■ **Collected data**:

PR #273, opened 2016-12-05
Handle xDrip errorstate 38

AdrianLxM:
While Dexcom uses values at 30 and below as error states, xDrip uses the values at 31 to 38 as additional error states (only 38 used/propagated) so far.
Those values are not used by Dexcom as they map LOW to 39 and the normal range it shows values starts with 40.
NightScout shows it as error "38?? ✖︎".

I don't use Oref0 but AndroidAPS, but I hope I have found all cutoffs. I've looked at all ocurrences of "30" in the sourcecode and checked if it was a cutoff or not.

### DIFF
--- a/lib/determine-basal/cob-autosens.js
+++ b/lib/determine-basal/cob-autosens.js
@@ -37,7 +37,7 @@ function detectSensitivityandCarbAbsorption(inputs) {
         } else if (glucose_data[i-1].dateString) {
             lastbgTime = new Date(glucose_data[i-1].dateString);
         } else { console.error("Could not determine last BG time"); }
-        if (glucose_data[i].glucose < 38 || glucose_data[i-1].glucose < 38) {
+        if (glucose_data[i].glucose < 39 || glucose_data[i-1].glucose < 39) {
             continue;
         }
         var elapsed_minutes = (bgTime - lastbgTime)/(60*1000);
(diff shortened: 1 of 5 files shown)


lib/determine-basal/cob-autosens.js
```diff
@@ -37,7 +37,7 @@ function detectSensitivityandCarbAbsorption(inputs) {
         } else if (glucose_data[i-1].dateString) {
             lastbgTime = new Date(glucose_data[i-1].dateString);
         } else { console.error("Could not determine last BG time"); }
-        if (glucose_data[i].glucose < 30 || glucose_data[i-1].glucose < 30) {
+        if (glucose_data[i].glucose < 38 || glucose_data[i-1].glucose < 38) {
```
scottleibrand: Would this need to be < 39 (<= 38)?

lib/determine-basal/determine-basal.js
```diff
@@ -66,7 +66,7 @@ var determine_basal = function determine_basal(glucose_status, currenttemp, iob_
 
     var bg = glucose_status.glucose;
     // TODO: figure out how to use raw isig data to estimate BG
-    if (bg < 30) {  //Dexcom is in ??? mode or calibrating
+    if (bg < 38) {  //Dexcom is in ??? mode or calibrating
```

■ **Task to carry out**: When you reach the line that contains "Those values are", stop; that line and every line before it, from the very first line of the data, should be restated word for word.

■ **Answer box**:
PR #273, opened 2016-12-05
Handle xDrip errorstate 38

AdrianLxM:
While Dexcom uses values at 30 and below as error states, xDrip uses the values at 31 to 38 as additional error states (only 38 used/propagated) so far.
Those values are not used by Dexcom as they map LOW to 39 and the normal range it shows values starts with 40.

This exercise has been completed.